4845939 packets captured total.
$ tcpdump -Snnr eth0.txcpu-2.pcap src host 122.0.0.0
reading from file eth0.txcpu-2.pcap, link-type EN10MB (Ethernet)
18:55:23.000000 IP 122.0.0.0.54517 > 205.0.0.0.80: Flags [.], ack 3787879787, win 6551, length 0
18:55:23.000000 IP 122.0.0.0.54517 > 205.0.0.0.80: Flags [.], ack 3787879787, win 6551, length 0
18:55:23.000000 IP 122.0.0.0.54517 > 205.0.0.0.80: Flags [.], ack 3787879787, win 6551, length 0
18:55:23.000000 IP 122.0.0.0.54517 > 205.0.0.0.80: Flags [.], ack 3787879787, win 6551, length 0
18:55:23.000000 IP 122.0.0.0.54517 > 205.0.0.0.80: Flags [.], ack 3787879787, win 6551, length 0
18:55:23.000000 IP 122.0.0.0.54517 > 205.0.0.0.80: Flags [.], ack 3787879787, win 6551, length 0
18:55:23.000000 IP 122.0.0.0.54517 > 205.0.0.0.80: Flags [.], ack 3787879787, win 6551, length 0
18:55:23.000000 IP 122.0.0.0.54517 > 205.0.0.0.80: Flags [.], ack 3787879787, win 6551, length 0
18:55:23.000000 IP 122.0.0.0.54517 > 205.0.0.0.80: Flags [.], ack 3787879787, win 6551, length 0
18:55:23.000000 IP 122.0.0.0.54517 > 205.0.0.0.80: Flags [.], ack 3787879787, win 6551, length 0
...
Note that IPs have been obfuscated to respect privacy.
Being able to compare the packet captures between well-behaved and misbehaving cpus made it trivial to spot these “stuck” tx packets. Knowing the stuck tx packets were only on the misbehaving cpus also increased our confidence that they were indeed the cause of the elevated NET_TX and %softirq.

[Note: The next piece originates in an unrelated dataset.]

PR #101, opened 2019-03-21
bug fix: if statement in model chemistry

oscarwumit:
The if statement in model chemistry is problematic.

If self.model_chemistry is defined, then stat_mech_job.modelChemistry = self.model_chemistry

These stuck tx packets were pending transmission, but the nic driver was not writing them out. We worked closely with the nic vendor and in short time had the driver patched and the issue resolved.
As mentioned above, we plan to extend rxtxcpu with XDP-based packet streams at some point, likely implemented as a runtime option toggling between XDP and AF_PACKET.
We also have another, similar util in the works, rxqueue (which, as the name suggests, has similar features to rxtxcpu, but works with per-queue packet streams). The initial implementation using netmap is past the proof-of-concept stage but is not yet release-ready. We plan to extend rxqueue with XDP-based packet streams after initial release as well (xdp_rxq_info should accomplish this nicely).
rxtxcpu is a fun little util which can be used to view packet/flow to cpu mappings, for troubleshooting, or simply for learning purposes. It was built with flexibility in mind and to do one thing and do it well. Now that we’ve covered how it works, feel free to give it a whirl.